In the Philippine Collegian meanwhile, party elements managed to snatch important staff positions after the grueling editorial exams. They arduously prepared for it, even holding writing and lay-out workshops and a mock exam. They, however, failed to win the editor-in-chief position. The post was bagged by Abraham “Ditto” Sarmiento Jr., a nerdy and bespectacled law student who belonged to the moderate Alpha Phi Beta fraternity.

Surprisingly, Ditto Sarmiento proved to be very cooperative to the Left. In fact, he mostly let them have their way with the Collegian. With each issue, the Sarmiento Collegian escalated its attacks against the dictatorship. The most memorable issue under his editorship came in late 1975. It not so subtly called for an uprising against martial law. It had an imposing image of the Oblation on the entire front page, with “Kung hindi ngayon kailan pa?” (If not now when?) emblazoned under it in red letters.

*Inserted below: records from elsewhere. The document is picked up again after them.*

PR #670, opened 2020-10-26
Usrp improvements

srcejon:
This PR includes a variety of improvements for the USRP plugins. Mainly:

Add LO offset option.
Work around bug in UHD library resulting in large TX LO leakage for low LPF bandwidths.
Check for reference and LO lock before streaming.
Set bit size to be 16 for interpolators and decimators.
Increase RX FIFO size, to reduce overflows at high sample rates.
Allow RX to continue streaming after receiving timeout.
Display master clock rate in GUI.

### DIFF
--- a/devices/usrp/deviceusrp.cpp
+++ b/devices/usrp/deviceusrp.cpp
@@ -22,6 +22,7 @@
 #include <cstring>
 #include <cmath>
 #include <regex>
+#include <thread>
 
 #include <uhd/types/device_addr.hpp>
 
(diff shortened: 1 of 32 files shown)


f4exb:
The Linux build uses `libuhd-dev` which is version 3.15.0.0 in Ubuntu 20.04 which is the image used. See: https://packages.ubuntu.com/search?suite=focal&keywords=libuhd-dev This may explain the error on the Linux build.

srcejon:
Ok, thanks. I'll see if I can get it to build with both versions.

Issue #660, opened 2020-10-16
Waterfall on Windows can be missing


srcejon:
I've seen a few cases where the waterfall can be missing on Windows (once in a VM while release testing due to lack of Open GL support in graphics driver, and another while running SDRangel via Remote Desktop Protocol, where the waterfall appears when run locally, but not remotely).

Both cases appear to be fixed by installing Qt's ANGLE libraries (libEGL.dll et al), which maps OpenGL to DirectX, if full OpenGL support isn't available.

I've a patch for this, which I'll open a PR for shortly.

f4exb:
I thought Qt's ANGLE was coming in by default but I may have been mistaken

zildjiani:
73 F4EXB j'ai un probleme avec sdrangel sdrangel-4.20.0-win64.exe apres execution du programme 
la fenetre du spectrumanalyzer ne fonctionne pas:couleur blanc!
compiuter win10 familliale 64bits  processeur i3 6G ram

merci d'avance

flogger76:
Hello,
I have the same problem. I'v installed sdrangel-4.20.0-win64, and te effect is like on this picture:
![sdrangle1](https://user-images.githubusercontent.com/37769094/97205866-50166b80-17b8-11eb-916e-bdebf7d88b2a.jpg)

I can't see the waterfall, spectrum, there is problem with refreshing frames inside the main window of program and sometime the program makes crashes.
My system:

Windows 7 64bit
uP Intel Core i5-2500 CPU 3,3GHz
graphic card Intel HD Graphic 2000, driver Intel v9.17.10.4229

Can you help me please what I have wrong ?

73!
Adam SQ1GPR

Davidi74:
Yes, waterfall is missing for me too in windows. I had reported(#513) in an earlier version also that the ATV decoder didn't refresh either, but the dev was unable to find the problem. Both issues occur on my two machines Which are windows 10 LTSC 2019

Davidi74:
Looks like this issue still persists on my Intel Iris based laptop with v4.21.0
Everything works fine on an my Nvidia 2080 based desktop.

I uninstalled the program on the intel iris based machine and found that the problem occurs with previous versions, however in  version 4.14.3 it works fine. So between 4.14.3 and 4.14.20 something appears to have changed.

f4exb:
Normally this is for Windows 10 not Windows 7 so anything can happen there. Anyway there is no much more that can be done.

Davidi74:
[...]

PR #671, opened 2020-10-27
Add ADS-B demodulator and GS-232 rotator controller plugins

srcejon:
Hi,

This PR adds an ADS-B demodulator plugin, that can receive position / heading / speed information broadcast by aircraft and display it in a table, map and forward to an aggregator.
It also includes a GS-232 rotator controller plugin. This can be used manually to set an antenna's azimuth and elevation, or linked to the ADS-B plugin (and potentiallly other plugins in the future) to track aircraft.
As this now requires a few extra Qt libraries, I've changed the Windows build script to use DeployQt. This should hopefully help with some of the OpenGL issues on Windows (#660) as it includes ANGLE.
The My Position dialog has been update to include a station name and altitude, for use on the map and calculating Az/El.
In order for the map to display on Windows, you'll need to merge the OpenSLL libraries PR.


alphafox02:
Just FYI, and maybe it's something I'm doing wrong, but installing the latest release with the awesome new ADS-B feature had two small issues in my case. I'm assuming because UHD support was added (my b205 works!) has resulted in my BladeRF coming up listed twice with no way to tell what driver it's using. I'm only making an assumption that it's listed twice due to the BladeRF driver and then again with the UHD driver.

I'm also unable to get a map to display in Linux. It's just a white blank area where the map should be even after aircraft are detected. Assuming again maybe an extra package is needed?

PR #673, opened 2020-10-28
RTL-SDR: Adjust sample rate limits

kasper93:


kasper93:
Set same limits as in librtlsdr https://github.com/osmocom/rtl-sdr/blob/ed0317e6a58c098874ac58b769cf2e609c18d9a5/include/rtl-sdr.h#L261-L262 

The original limit of 2.4MS/s is there because above that it _may_ be unstable. But it hardware dependent and we shouldn't limit this is software. I use 2.56MS/s in all other software and people use even more without any drops or other issues. Just want to get rid of this artificial limitation.

f4exb:
Makes sense. I have thought of doing this but lost track. Thanks for contributing!

kasper93:
@f4exb: What happened with this? It got merged into dev, but is lost now. It didn't work well?

f4exb:
True and I don't know what happened fortunately nothing gets lost with git. I will re-apply it.

PR #676, opened 2020-10-29
Replace qtDeviceName by alsaDeviceName in fcd* plugins

dl1ksv:
sdrangel works fine with the fcdpro and fcdpro+ devices if pulseaudio is used. 
But on installations with pure alsa and without pulseaudio these devices are detected but cannot be opened.
The failure looks like:

FCDProPlusInput::openFCDAudio: device with name FUNcube_Dongle_V2.0 not found

Switching from qtDeviceName to alsaDeviceName in openDevice() solves this issue. After this change sdrangel works flawless in a pulseaudio and an alsa environment

### DIFF
--- a/plugins/samplesource/fcdpro/fcdproinput.cpp
+++ b/plugins/samplesource/fcdpro/fcdproinput.cpp
@@ -85,14 +85,14 @@ bool FCDProInput::openDevice()
         return false;
     }
 
-    if (!openFCDAudio(fcd_traits<Pro>::qtDeviceName))
+    if (!openFCDAudio(fcd_traits<Pro>::alsaDeviceName))
     {
-        qCritical("FCDProInput::start: could not open FCD audio source");
+        qCritical("FCDProInput::start: could not open FCD audio source %s",fcd_traits<Pro>::alsaDeviceName);
         return false;
     }
     else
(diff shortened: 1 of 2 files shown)


f4exb:
Sorry but this is a breaking change. I have tried a diff of your PR with a FUNcube dongle and it does not produce any I/Q stream with your change.

dl1ksv:
Interesting. I tested on ubuntu 20.04 without pulseaudio and on gentoo with and without pulseaudio and it worked with both dongles in any cases.
After your observation I tried again , connecting / disconnecting and stopping and starting multiple times and suddenly I got no stream data.
But this did not only affect the fcd's but also my rtl-sdr. It seems that it depends on the start of the pulseaudio daemon.
Is pulseaudio already running or started by the client. Most of the time starting pulseaudio by the client resulted in no IQ data. Stopping and restarting SDRangel mostly solved the problem. But it's not reliable enough, to find the reason and propose a solution. 
I'll keep on searching.

kasper93:
Anyhow this would for sure break Windows.

f4exb:
Yes indeed so I think we can close this. Pulseaudio in Linux is a must anyway.

PR #678, opened 2020-10-30
Fix missing cmath include

zuckschwerdt:
This adds the `cmath` include to rigctlserverworker.cpp so the `std::abs()` on double overload is defined. Otherwise I get
```
plugins/feature/rigctlserver/rigctlserverworker.cpp:361:27: error: call to 'abs' is ambiguous
        bool outOfRange = std::abs(freq - targetFrequency) > m_settings.m_maxFrequencyOffset;
                          ^~~~~~~~
/usr/include/stdlib.h:132:6: note: candidate function
int      abs(int) ;
         ^
```

### DIFF
--- a/plugins/feature/rigctlserver/rigctlserverworker.cpp
+++ b/plugins/feature/rigctlserver/rigctlserverworker.cpp
@@ -22,6 +22,8 @@
 #include <QEventLoop>
 #include <QTimer>
 
+#include <cmath>
+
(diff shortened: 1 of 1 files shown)


f4exb:
`std::abs` is defined in `<cmath>` since c++17 however requirements are only for c++14. This does not seem to hurt anyway.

Vinzons Hall, UP Women's Home, and The Grill

The radicals also controlled a little known but vital UP institution, the UP Women's Home, a cozy bungalow behind Vinzons Hall which became a veritable activist boarding and half-way house. There was a piano in its living room, and the militants sang revolutionary songs to its accompaniment. The Internationale by Eugène Pottier was one of the most requested songs. For some reason, many members of the UP Kappa Delta Phi sorority frequented the place.

The radicals also held meetings and consultations in its many small rooms, which were noticeably bereft of furniture. The rooms were nonetheless clean, carpeted, and sound-proof. CPP elements who were on the military's wanted list often sneaked into these cubicles, and engaged in endless small talk with their less sought after friends.

The activists also patronized that timeless Vinzons Hall fixture, a cafe called The Grill. The leftist watering hole had more than its share of activist banter, courting, and debate. No doubt about it, the Marxists were attracted by the The Grill''s proletarian prices. This University Food Service (UFS) outlet had an endless supply of cheap coffee, spaghetti, hamburgers, and cinnamon rolls.

With the Student Conference and the Philippine Collegian being likewise based in Vinzons Hall, this building, fronted by a defiant Andres Bonifacio statue, and which dominated a hill overlooking the UP Sunken Garden, became the effective UP Diliman leftist operations center.